= List of birding books =

The literature relating to birding is vast; however, certain books or series are regarded by the birding community as key milestones, setting standards of quality and influencing the development of birding literature, or birding itself. These works and their impact are dealt with on this page, in chronological order of publication. More information on each of the individual works can be found on their individual pages.

- Bird Neighbors (1897) by Neltje Blanchan was an early birding book which sold over 250,000 copies. It was illustrated with color photographs of stuffed birds.
- The Field Guide to the Birds by Roger Tory Peterson is regarded as the key birding book of the 20th century, due to its impact on the development and popularisation of birding.
- Atlas of Breeding Birds of the West Midlands, produced in 1970 by the West Midland Bird Club; the first modern bird atlas.
- The Birds of the Western Palearctic is a comprehensive regional avifauna for the Western Palearctic. It consists of 9 volumes, the first published in 1977 and the ninth in 1996. Its format and breadth influenced the development of regional avifaunas for other parts of the world, notably The Birds of Africa.
- The Helm Identification Guides are a series, originally produced by Christopher Helm, covering the identification of groups of birds at a worldwide scale. The first volume produced was Seabirds by Peter Harrison, published in 1983.

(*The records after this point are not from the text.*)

PR #348, opened 2021-03-18
Add RequestUrl

jsha:
This provides a way to access the URL that will be used for a
currently-being-built Request. This is particularly useful for building
Requests that need signing, since you can access the parsed values of
query parameters.

@algesten this is my proposed alternative to #340. My reasoning is
that a user who wants access to the query pairs is likely to also want
the scheme, host, path, etc. By putting them on one object we can keep
the cognitive burden of Request small, while still making accessors that
return the types we want (&str).


jsha:
Closing in preference for #340.

PR #349, opened 2021-03-23
Remove specialized error message for complete_io.

jsha:
This was triggering for errors like InvalidCertificate and giving the
message "Sometimes this means the host doesn't support any of the same
ciphersuites as rustls, or doesn't support TLS 1.2 and above," which is
confusing in that situation.

For now, offer no specialized error. I'd like to come back when I find
more time and restore this, but only for the error cases where it's
useful.


algesten (approved):
👍

PR #350, opened 2021-03-23
Url access functions for Request (simpler)

algesten:
@jsha Here's a take from scratch with keeping an internal `url: String` and no parsed state.

It keeps `query_pairs` in sync with `url`, and there is parsing on every `query()` call, but I actually quite like this one a lot because it's simple.

### DIFF
--- a/src/request.rs
+++ b/src/request.rs
@@ -1,7 +1,7 @@
 use std::io::Read;
 use std::{fmt, time};
 
-use url::{form_urlencoded, Url};
+use url::{form_urlencoded, ParseError, Url};
 
 use crate::body::Payload;
 use crate::header::{self, Header};
@@ -13,31 +13,6 @@ use crate::{agent::Agent, error::Error};
 use super::SerdeValue;
 
 pub type Result<T> = std::result::Result<T, Error>;
-
-#[derive(Clone)]
-struct ParsedUrl(std::result::Result<Url, url::ParseError>);
-
-impl fmt::Display for ParsedUrl {
-    fn fmt(&self, f: &mut fmt::Formatter<'_>) -> fmt::Result {
-        if let Ok(url) = &self.0 {
-            write!(f, "{}", url.as_str())
-        } else {
-            write!(f, "{:?}", self.0)
-        }
-    }
-}
-
-impl From<String> for ParsedUrl {
-    fn from(s: String) -> Self {
-        ParsedUrl(s.parse())
-    }
-}
-
-impl From<Url> for ParsedUrl {
-    fn from(url: Url) -> Self {
-        ParsedUrl(Ok(url))
-    }
-}
 
 /// Request instances are builders that creates a request.
 ///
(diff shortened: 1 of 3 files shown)


src/request.rs
```diff
@@ -65,25 +41,38 @@ impl fmt::Debug for Request {
...
+            let mut vec = vec![];
+
+            for (k, v) in url.query_pairs() {
+                vec.push((k.into(), v.into()));
+            }
+
+            vec
+        } else {
+            vec![]
+        };
```
jsha, line 69: I think this can be simplified like:

```
let query_pairs: Vec<(String, String)> = match url.parse::<Url>() {
  Ok(u) => u.query_pairs().collect(),
  Err(e) => vec![],
}
```

src/request.rs
```diff
@@ -377,23 +376,52 @@ impl Request {
...
 
-        ret
+    /// Get the url str that will be used for this request.
+    ///
+    /// The url might differ from that originally provided when constructing the
+    /// request if additional query parameters have been added using [`Request::query()`].
+    ///
+    /// In case the original url provided to build the request is not possible to
+    /// parse to a Url, this function returns the original, and it will error once the
+    /// Request object is used.
```
jsha, line 400:
```suggestion
    /// In case the original url provided to build the request is not possible to
    /// parse to a Url, this function returns the original, and the Request will
    /// produce an error when `call` or `send_*` is called.
```

jsha (commented):
I like this much better than where we landed with #350.

I still think query_pairs belongs on a separate `struct ParsedUrl` or similar. My reasoning is that we are asking `Request` to represent to many things: It's acting as a builder object _and_ an almost-finished request to be read from _and_ as a partial implementation of Url.

It's that "partial implementation of Url" that I'm worried about in particular. Right now we are just implementing the `.query_pairs()` accessor, but by the same logic we will soon want `.path()`, `.scheme()`, `.host()` etc. Since those are notionally part of a URL rather than a request, I think we will wind up with a nicer API if we represent them as a separate object.

Also, one of the obstacles we keep stubbing our toes on is trying to avoid a `Result` object when reading the query params. I think this is related to treating Request as both a builder object and an almost-finished request to be read from, combined with the fact that we take URLs as `&str` input. Those URLs have to be parsed at some point. In the builder pattern, we can defer the error involved in parsing until we actually build the object. But when we try to read fields before the object is built, we can't defer the error until build anymore. We have to either expose it with a `Result` return type, or as you do here, return the un-parseable original input.

algesten:
> Also, one of the obstacles we keep stubbing our toes on is trying to avoid a Result object when reading the query params. I think this is related to treating Request as both a builder object and an almost-finished request to be read from, combined with the fact that we take URLs as &str input.

Ok. I'll bring back the ParsedUrl wrapper.

src/request.rs
algesten: done

algesten:
@jsha Hopefully this is the final take 😬 🤞

jsha (approved):
Looks good to me! Thanks for your patience through all the revision requests.

algesten:
> Thanks for your patience through all the revision requests.

No thank you for having the patiences to keep feeding back!

I feel much happier with this end result than where we were in the middle of it.

Issue #267, opened 2020-12-03
Document and handle memory exhaustion issues


jsha:
It's possible for a malicious server to send very large responses and run a ureq user out of memory. For instance, the server could send a never-ending stream of headers, or a very large body.

For the response body, we should document that into_string, etc., are subject to maliciously large payloads, and if you are making requests to untrusted servers, you should use `into_reader()` and place an appropriate limit on how much you will read. Perhaps also for into_string, we should allocate the full capacity of the string up front, based on Content-Length? That would make it much faster for a malicious response to crash a ureq process, since the attacker wouldn't have to actually send all the bytes. But it might be better than slowly using up memory and crashing later? The ideal would be if it were possible to check if there's enough memory to allocate the corresponding string, and return an error instead of crashing. But I don't know of a way to do that in Rust.

For the response headers, since we can't delegate input limits to the user, I think we should add some reasonable limits. For instance, `hyper` has a max of 100 header fields, and `curl` has a max of 100k bytes for the whole header.

algesten:
I think we could put some reasonable default limits in. Like. No string bigger than 2GB. If the user needs to handle that, they can always go via Reader. Sadly I don't think std Rust has fine grained control over allocation for String, Vec etc. It simply panics if it can't allocate.

I think a kb limit for header fields makes more sense than a fixed number. Let's do that too!

Shnatsel:
`surf` sets the limit to 8kb and it's a bit too aggressive (241 websites out of the top million fail with surf, meanwhile curl and Firefox work fine), but there definitely needs to be _some_ limit. I've just DoS'd `ureq` with this one-liner in Linux shell:

`( echo -e "HTTP/1.1 200 OK\r"; echo -n "Huge-header: "; yes A | tr -d '\n' ) | nc -l localhost 8080`

jsha:
#351 addresses this for header fields, number of header fields, and size of body for `into_string()`. It documents the issue for `into_reader()`. I'm undecided yet what to do about `into_json()`. I suppose everything that parses JSON strings is subject to reading a huge string into memory? Probably we should set a size limit for the number of bytes read by `into_json()` like we will for `into_string()`. But now I'm wondering if serde_json itself should have a warning about unbounded input.

algesten:
For `into_json()`, the same limit as for `into_string()`, 10MB should be ok.

[...]

PR #351, opened 2021-03-24
Add size limits on responses

jsha:
This prevents a malicious server from running the client out of memory
by returning a very large body.

Limit into_string() to 1 megabyte.
Limit individual header fields to 100 kilobytes.
Limit number of header fields to 100.

Part of #267

### DIFF
--- a/src/response.rs
+++ b/src/response.rs
@@ -21,6 +21,10 @@ use encoding_rs::Encoding;
 pub const DEFAULT_CONTENT_TYPE: &str = "text/plain";
 pub const DEFAULT_CHARACTER_SET: &str = "utf-8";
 const INTO_STRING_LIMIT: usize = 1_024 * 1_024;
+// Follow the example of curl and limit a single header to 100kB:
+// https://curl.se/libcurl/c/CURLOPT_HEADERFUNCTION.html
+const MAX_HEADER_SIZE: usize = 100 * 1_024;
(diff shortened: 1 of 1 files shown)


src/response.rs
```diff
@@ -21,6 +21,10 @@ use encoding_rs::Encoding;
 pub const DEFAULT_CONTENT_TYPE: &str = "text/plain";
 pub const DEFAULT_CHARACTER_SET: &str = "utf-8";
 const INTO_STRING_LIMIT: usize = 1_024 * 1_024;
```
algesten, line 23: 1MB sounds a bit too conservative. Could we maybe have 10 or 20?

My thinking is that ureq will is likely to be used mostly in situations that aren't super constrained. And if memory consumption is a concern, the user should consider using a streaming read anyway.

algesten (approved):
Looks good! One small thing.

src/response.rs
jsha: Yep, makes sense! I originally thought even as big as 1GB... But when writing this PR I thought "things that are UTF-8 are usually textual, and it's rare to have textual content that big." But it's easy to have a >1MB JSON file for instance.

algesten: Yes that's my thinking. I have that exact thing at work. We're running AWS transcription jobs on hour long interviews. The resulting JSON files we store on S3 are big!

algesten:
I think this is ready to merge. Looks good!

PR #338, opened 2021-02-27
Remove percent-encoding of cookies

lukasschlueter:
Fixes #315 

NOTE: This might be breaking for some people that might have relied on additional client-side percent-encoding, but I'd classify this as a bug-fix

PR #353, opened 2021-03-24
Stop percent encoding cookies and enforce RFC

### LINKED ISSUE #315: Cookies are getting URL encoded twice
Hi there,

I've found a bug in the cookie handling. If the server sets a cookie containing special chars that would require URL encoding, you end up with wrong cookie data.

In Firefox, navigating to https://httpbin.org/cookies/set?name=http%3A%2F%2Flocalhost.asdf.asdf.com returns the following (same behaviour also found in MS Edge or `isahc` for example):
```json
{
  "cookies": {
    "name": "http://localhost.asdf.asdf.com"
  }
}
```

ureq however returns:
```json
{
  "cookies": {
    "name": "http%3A%2F%2Flocalhost.asdf.asdf.com"
  }
}
```

I'm using ureq version `2.0.1` with `cookies` and `charset`(not sure that one matters) features

<details>
<summary>Sample test suite</summary>

```Rust
#[cfg(test)]
mod tests {
    use super::*;

    #[test]
    fn test_ureq() {
        let agent = AgentBuilder::new().build();

        agent
            .get("https://httpbin.org/cookies/set?name=http%3A%2F%2Flocalhost.asdf.asdf.com")
            // .query("name", "http://localhost.asdf.asdf.com")
            .call()
            .unwrap();
        let r = agent
            .get("https://httpbin.org/cookies/set?name2=https%253A%252F%252Flogin.local.host%252F")
            // .query("name2", "https%3A%2F%2Flogin.local.host%2F")
            .call()
            .unwrap();
        let response = agent
            .get("https://httpbin.org/cookies")
            .call()
            .unwrap()
            .into_string();

        assert_eq!(
            response.unwrap(),
            r#"{
  "cookies": {
    "name": "http://localhost.asdf.asdf.com", 
    "name2": "https%3A%2F%2Flogin.local.host%2F"
  }
}
"#
        )
    }

    #[test]
    fn test_isahc() {
        use isahc::http::{Request, Uri};
        use isahc::ReadResponseExt;

        let client = isahc::HttpClientBuilder::new().cookies().build().unwrap();

        client
            .get("https://httpbin.org/cookies/set?name=http%3A%2F%2Flocalhost.asdf.asdf.com")
            .unwrap();
        client
            .get("https://httpbin.org/cookies/set?name2=https%253A%252F%252Flogin.local.host%252F")
            .unwrap();
        let response = client.get("https://httpbin.org/cookies").unwrap().text();

        assert_eq!(
            response.unwrap(),
            r#"{
  "cookies": {
    "name": "http://localhost.asdf.asdf.com", 
    "name2": "https%3A%2F%2Flogin.local.host%2F"
  }
}
"#
        )
    }
}
```

</details>

algesten:
Close #315
Superseds #338 

Stop ureq from percent-encoding cookie name/values.

Enforce RFC 6265 and 2616 for cookie name/values.

### DIFF
--- a/src/unit.rs
+++ b/src/unit.rs
@@ -301,6 +301,15 @@ fn extract_cookies(agent: &Agent, url: &Url) -> Option<Header> {
         .cookie_tin
         .get_request_cookies(url)
         .iter()
+        // This guards against sending rfc non-compliant cookies, even if the user has
+        // "prepped" their local cookie store with such cookies.
+        .filter(|c| {
+            let is_ok = is_cookie_rfc_compliant(c);
+            if !is_ok {
+                debug!("do not send non compliant cookie: {:?}", c);
+            }
+            is_ok
+        })
         .map(|c| c.to_string())
         .collect::<Vec<_>>()
         .join(";");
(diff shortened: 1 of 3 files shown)


algesten:
@jsha I have a minor worry about this PR. It makes ureq RFC compliant, but probably at the expense of some interoperability. It's not clear to me why all those characters are disallowed from cookie names. Maybe some old school idea that these could be stored as individual files in a filesystem?

I guess I'm willing to "try it and see" if we get any user reports.

src/unit.rs
```diff
@@ -428,9 +445,94 @@ fn save_cookies(unit: &Unit, resp: &Response) {
...
+    // CHAR           = <any US-ASCII character (octets 0 - 127)>
+    // ...
+    //        CTL            = <any US-ASCII control character
+    //                         (octets 0 - 31) and DEL (127)>
+    // ...
+    //        token          = 1*<any CHAR except CTLs or separators>
+    //        separators     = "(" | ")" | "<" | ">" | "@"
+    //                       | "," | ";" | ":" | "\" | <">
+    //                       | "/" | "[" | "]" | "?" | "="
+    //                       | "{" | "}" | SP | HT
```
jsha, line 472: I think this is the same as token / tchar from RFC 7230: https://tools.ietf.org/html/rfc7230#page-26

```
   Most HTTP header field values are defined using common syntax
   components (token, quoted-string, and comment) separated by
   whitespace or specific delimiting characters.  Delimiters are chosen
   from the set of US-ASCII visual characters not allowed in a token
   (DQUOTE and "(),/:;<=>?@[\]{}").

     token          = 1*tchar

     tchar          = "!" / "#" / "$" / "%" / "&" / "'" / "*"
                    / "+" / "-" / "." / "^" / "_" / "`" / "|" / "~"
                    / DIGIT / ALPHA
                    ; any VCHAR, except delimiters
```

Given that, we already have is_tchar in header.rs: https://github.com/algesten/ureq/blob/9ec4e7192aa80d38d968e5989742ba10fbbbe575/src/header.rs#L192-L201. We should probably factor that out and use it both here and for headers.

jsha (approved):
Looks good! One suggested tweak.

src/unit.rs
algesten: done

PR #354, opened 2021-03-24
Fix clippy warnings and run as lint in CI

algesten:
Fixes all clippy warnings by either addressing the problem or disabling the lint. 

Also start running clippy as part of CI build.


algesten:
@jsha This does what #306 does and enables clippy as part of CI build.

jsha (approved):
Nice!

PR #5, opened 2021-09-27
Describe build hints

rshym:


lorc:
I think that hints should be moved to a separate document/page. Something like "Usage Notes".

docs/user-reference.rst
```diff
@@ -368,3 +368,39 @@ Optional parameters:
...
+* :code:`domd` 
+* :code:`fetch-domu`
+* :code:`conf-domu`
+* :code:`domu` 
+
+Inside-domain build
+^^^^^^^^^^^^^^^^^^^
+
+If you need to work inside the domain's build environment you need to specify
+corresponding build folder as a parameter to :code:`oe-init-build-env`, like :code:`build-domu` or :code:`build-domd`.
```
lorc, line 398: I think you need to mention that build folder corresponds to `work_dir` parameter in a builder configuration.

docs/usage-notes.rst
```diff
@@ -0,0 +1,37 @@
+Usage notes
+===========
+
+Component-specific targets
+--------------------------
+
+As mentioned above in parts 'Fetchers' and 'Builders', :code:`moulin`
+generates some helpful targets for components: to fetch sources,
+to create a configuration, to build a domain. For example, if we have
+product with DomU, you will have following self-explanatory targets:
```
lorc, line 10: Well, I'd rather use some more generic wording. "Product" and "DomU" may be hard to understand for some who is not familiar with XenTroops products.

I'd write something like this: "If we have components dom0, domd and domu..."

PR #9, opened 2021-10-13
doc: Add example of using different versions of same repo

rshym:


rshym:
@lorc could you please take a look?

PR #37, opened 2022-03-25
Move gzip and bmap creation from rouge to ninja rules

Deedone:
Rouge is not designed for this tasks, so move them to ninja rules.


lorc:

PR #43, opened 2022-07-14
Add fetcher and builder for Zephyr OS

rshym:
```
Fetcher for west meta-tool
  - type: west
  - url: is optional and corresponds to `west init -m`
  - rev: is optional and corresponds to `west init --mr`
  - file: is optional and corresponds to `west init --mf`
Beside sources, fetcher also fetches required version of CMake.

Builder:
  - type: zephyr
  - board: <any supported board>
  - target: <samples/...>
  - sdk: <path to preinstalled SDK>
  - target_images: zephyr.bin

For additional info, please see
https://docs.zephyrproject.org/latest/develop/getting_started/index.html
```


rshym:
PR contains working code, that fetches and builds as expected.
But it needs some additional work, especially in part related to external tools.

moulin/builders/zephyr.py
```diff
@@ -0,0 +1,78 @@
...
+    """
+    return ZephyrBuilder(conf, name, build_dir, src_stamps, generator)
+
+
+def gen_build_rules(generator: ninja_syntax.Writer):
+    """
+    Generate Zephyr build rules for ninja
+    """
+    cmd = " && ".join([
+        "export PATH=$abs_cmake_path:$$PATH",
```
lorc, line 26: Why we can't use `cmake` from host?

moulin/builders/zephyr.py
```diff
@@ -0,0 +1,78 @@
...
+        self.src_stamps = src_stamps
+        self.build_dir = build_dir
+
+    def gen_build(self):
+        """Generate Ninja rules to build Zephyr"""
+        abs_root = os.path.abspath(self.build_dir)
+        variables = {
+            "abs_cmake_path": abs_root + "/ext_tools/cmake/bin",
+            "zephyr_base": abs_root + "/zephyr",
+            "sdk": os.path.abspath(self.conf["sdk"].as_str),
```
lorc, line 58: Do we really need to provide path to SDK? Looks like `west` can determine SDK location automatically. 
I want YAML files to be environment-agnostic. Forcing user to update YAML for own environment is not a good idea.

moulin/fetchers/west.py
```diff
@@ -0,0 +1,121 @@
...
+    ])
+    generator.rule("west_init",
+                   command=cmd,
+                   description="Create a west workspace")
+    generator.newline()
+
+    cmd = " && ".join([
+        "mkdir -p $build_dir/ext_tools",
+        "cd $build_dir/ext_tools",
+        "wget -q $cmake_url",
```
lorc, line 34: Not all distributions have wget installed by default. Instead of forcing user to install wget, it is easier to make them install cmake directly :)

moulin/fetchers/west.py
```diff
@@ -0,0 +1,121 @@
...
+                             variables={
+                                 "build_dir": self.build_dir
+                             })
+        self.generator.newline()
+
+        return update_target
+
+    def get_file_list(self) -> List[str]:
+        """Get list of files under fetcher control"""
+        return []
```
lorc, line 117: Well, it would be good to implement this. Otherwise ninja will not track changes into source code and will not rebuild zephyr, which will hinder development.

lorc (changes requested):
Please update documentation in the same patch.

Also, you can split this PR into two patches:

1. fetcher + documentation
2. builder + documentation

lorc:
Sorry for late comment, but you also need to bump up version of Moulin to ensure that `min_version` is properly used/working in YAML files.

moulin/fetchers/west.py
rshym: get_file_list() is implemented together with corresponding part of builder.
Tested successfully: I have added whitespace to one of the sources, and ninja noticed the change and ran the build.

rshym:
Documentation is added.
Version is bumped to 0.8.
All comments seem to be addressed.

lorc (approved):

rshym:
RB is added.
PR is ready to be merged.

PR #45, opened 2022-07-25
Minor fixes

rshym:
- Fix misprint in message
- Add 2022 to copyright
- `s/fetcher used/fetcher is used/` in documentation


rshym:
RB is added.
Testing is not needed.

- The Macmillan Field Guides to Bird Identification are two small field guides. They adopt an unusual format, in that not all species in the geographical area of coverage are included; instead only groups of species which the authors regarded as difficult to identify are covered. Each such group is given a chapter, where identification is covered discursively rather than in the abbreviated form more usually used in a field guide. The publication of the first volume (covering Britain and Ireland) was the first time that this approach had been used in a European guide; the book undoubtedly had a major influence on improving the identification skills of birders in Britain during the 1990s.
- The publication of Charles Sibley & Jon Ahlquist's Phylogeny and Classification of Birds in 1990 brought a debate about the higher-level systematics of modern birds to the consciousness of birders. Sibley and Ahlquist proposed a radically different phylogenetic tree for birds, based on the results of DNA-DNA hybridisation studies. More details can be found in the article Sibley-Ahlquist taxonomy.
- Handbook of the Birds of the World is the first work to describe and illustrate all of the world's birds. It is currently in production.
- The Sibley Guide to Birds by David Allen Sibley was published in 2000, and was widely regarded as setting a new standard for field guides in North America.
- The Collins Bird Guide by Peter J. Grant and Lars Svensson was first published in 2000, and was received extremely warmly by birders. It deals with the birds of the bulk of the Western Palearctic.
- The Big Year, by Mark Obmascik, was an account of a year-long birding contest, later turned into a movie.